# [Work to complete]
Going down the listing below, print exactly each line from the one with "aatchison, line 142: What's" up to and including the one with "### LINKED ISSUE #785: Remove", and skip the rest.

# [Record excerpts]
_ _ _ _ _

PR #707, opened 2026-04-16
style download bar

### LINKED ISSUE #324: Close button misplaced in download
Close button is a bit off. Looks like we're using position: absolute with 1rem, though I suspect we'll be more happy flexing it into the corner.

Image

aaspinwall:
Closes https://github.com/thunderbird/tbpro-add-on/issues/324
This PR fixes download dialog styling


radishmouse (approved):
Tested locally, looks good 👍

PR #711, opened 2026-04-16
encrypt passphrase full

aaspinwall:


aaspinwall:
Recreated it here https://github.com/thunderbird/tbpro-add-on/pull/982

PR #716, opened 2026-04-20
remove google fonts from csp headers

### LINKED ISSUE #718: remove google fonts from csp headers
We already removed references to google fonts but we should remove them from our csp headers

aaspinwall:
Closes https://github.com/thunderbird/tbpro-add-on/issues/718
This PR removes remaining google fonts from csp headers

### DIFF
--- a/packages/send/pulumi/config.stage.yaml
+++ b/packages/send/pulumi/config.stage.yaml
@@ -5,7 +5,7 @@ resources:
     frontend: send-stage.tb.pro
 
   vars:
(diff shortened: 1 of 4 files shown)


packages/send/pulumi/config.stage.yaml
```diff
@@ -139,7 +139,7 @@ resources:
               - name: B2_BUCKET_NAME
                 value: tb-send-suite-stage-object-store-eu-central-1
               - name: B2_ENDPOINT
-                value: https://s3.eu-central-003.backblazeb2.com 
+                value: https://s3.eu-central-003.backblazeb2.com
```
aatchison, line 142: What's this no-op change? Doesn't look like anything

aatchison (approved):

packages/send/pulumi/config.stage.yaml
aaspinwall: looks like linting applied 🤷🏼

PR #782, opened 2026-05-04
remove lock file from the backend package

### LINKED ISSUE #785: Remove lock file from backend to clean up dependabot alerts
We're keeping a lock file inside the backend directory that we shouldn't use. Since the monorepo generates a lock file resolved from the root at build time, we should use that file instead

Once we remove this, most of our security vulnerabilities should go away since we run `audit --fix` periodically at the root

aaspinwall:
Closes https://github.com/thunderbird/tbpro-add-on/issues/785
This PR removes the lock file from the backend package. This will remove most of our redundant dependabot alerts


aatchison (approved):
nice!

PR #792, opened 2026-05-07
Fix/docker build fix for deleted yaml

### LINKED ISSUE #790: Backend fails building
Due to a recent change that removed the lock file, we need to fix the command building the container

_ _ _ _ _

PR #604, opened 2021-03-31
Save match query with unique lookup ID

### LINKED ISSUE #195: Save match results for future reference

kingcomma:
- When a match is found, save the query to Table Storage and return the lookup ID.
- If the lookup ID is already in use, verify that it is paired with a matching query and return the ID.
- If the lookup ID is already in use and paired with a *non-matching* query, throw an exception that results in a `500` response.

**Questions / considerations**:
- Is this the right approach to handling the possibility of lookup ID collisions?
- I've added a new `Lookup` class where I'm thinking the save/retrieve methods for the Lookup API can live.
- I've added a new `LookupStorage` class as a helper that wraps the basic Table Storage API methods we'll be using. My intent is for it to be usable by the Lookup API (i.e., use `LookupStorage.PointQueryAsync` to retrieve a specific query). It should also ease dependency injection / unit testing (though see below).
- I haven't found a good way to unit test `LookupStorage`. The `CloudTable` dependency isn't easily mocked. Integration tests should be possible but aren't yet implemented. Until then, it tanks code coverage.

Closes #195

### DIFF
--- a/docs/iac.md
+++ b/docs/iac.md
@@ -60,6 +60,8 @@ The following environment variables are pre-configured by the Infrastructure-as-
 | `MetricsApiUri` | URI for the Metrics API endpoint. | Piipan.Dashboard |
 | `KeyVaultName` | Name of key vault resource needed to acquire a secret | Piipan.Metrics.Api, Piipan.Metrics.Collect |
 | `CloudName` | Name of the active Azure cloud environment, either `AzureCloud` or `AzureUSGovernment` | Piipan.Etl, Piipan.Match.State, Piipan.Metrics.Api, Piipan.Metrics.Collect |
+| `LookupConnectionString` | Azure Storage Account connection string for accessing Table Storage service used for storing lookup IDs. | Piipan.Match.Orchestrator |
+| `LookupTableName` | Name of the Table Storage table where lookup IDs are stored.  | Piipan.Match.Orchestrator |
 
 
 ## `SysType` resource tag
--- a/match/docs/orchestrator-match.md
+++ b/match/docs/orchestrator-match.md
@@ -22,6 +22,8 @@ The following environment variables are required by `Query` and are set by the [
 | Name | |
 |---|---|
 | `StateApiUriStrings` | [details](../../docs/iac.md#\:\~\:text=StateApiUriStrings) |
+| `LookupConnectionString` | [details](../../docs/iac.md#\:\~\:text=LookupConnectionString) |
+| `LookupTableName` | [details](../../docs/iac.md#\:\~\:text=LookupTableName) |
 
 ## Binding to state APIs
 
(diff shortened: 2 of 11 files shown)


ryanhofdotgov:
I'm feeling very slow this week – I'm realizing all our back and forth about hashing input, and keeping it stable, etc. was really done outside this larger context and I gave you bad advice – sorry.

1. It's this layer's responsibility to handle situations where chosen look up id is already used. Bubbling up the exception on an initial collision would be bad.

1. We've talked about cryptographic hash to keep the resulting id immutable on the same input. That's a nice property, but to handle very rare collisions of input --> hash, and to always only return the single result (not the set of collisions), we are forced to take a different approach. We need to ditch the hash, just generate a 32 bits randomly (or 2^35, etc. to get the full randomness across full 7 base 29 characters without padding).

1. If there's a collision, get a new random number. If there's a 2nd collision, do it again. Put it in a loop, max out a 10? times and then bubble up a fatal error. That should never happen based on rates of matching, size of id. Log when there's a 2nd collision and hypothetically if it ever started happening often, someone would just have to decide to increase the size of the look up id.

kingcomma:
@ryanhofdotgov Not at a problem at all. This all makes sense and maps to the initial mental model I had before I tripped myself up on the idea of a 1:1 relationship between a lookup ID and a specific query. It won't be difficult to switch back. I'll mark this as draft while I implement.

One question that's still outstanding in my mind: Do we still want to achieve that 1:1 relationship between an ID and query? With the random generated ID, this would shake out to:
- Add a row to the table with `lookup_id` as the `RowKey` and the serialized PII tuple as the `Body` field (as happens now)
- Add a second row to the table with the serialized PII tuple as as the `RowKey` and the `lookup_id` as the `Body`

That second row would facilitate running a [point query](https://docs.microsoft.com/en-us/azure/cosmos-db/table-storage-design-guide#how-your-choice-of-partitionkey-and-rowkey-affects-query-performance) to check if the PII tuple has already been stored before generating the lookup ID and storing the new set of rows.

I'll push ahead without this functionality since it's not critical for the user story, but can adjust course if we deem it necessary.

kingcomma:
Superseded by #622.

_ _ _ _ _

# [Response box]
aatchison, line 142: What's this no-op change? Doesn't look like anything

aatchison (approved):

packages/send/pulumi/config.stage.yaml
aaspinwall: looks like linting applied 🤷🏼

PR #782, opened 2026-05-04
remove lock file from the backend package

### LINKED ISSUE #785: Remove lock file from backend to clean up dependabot alerts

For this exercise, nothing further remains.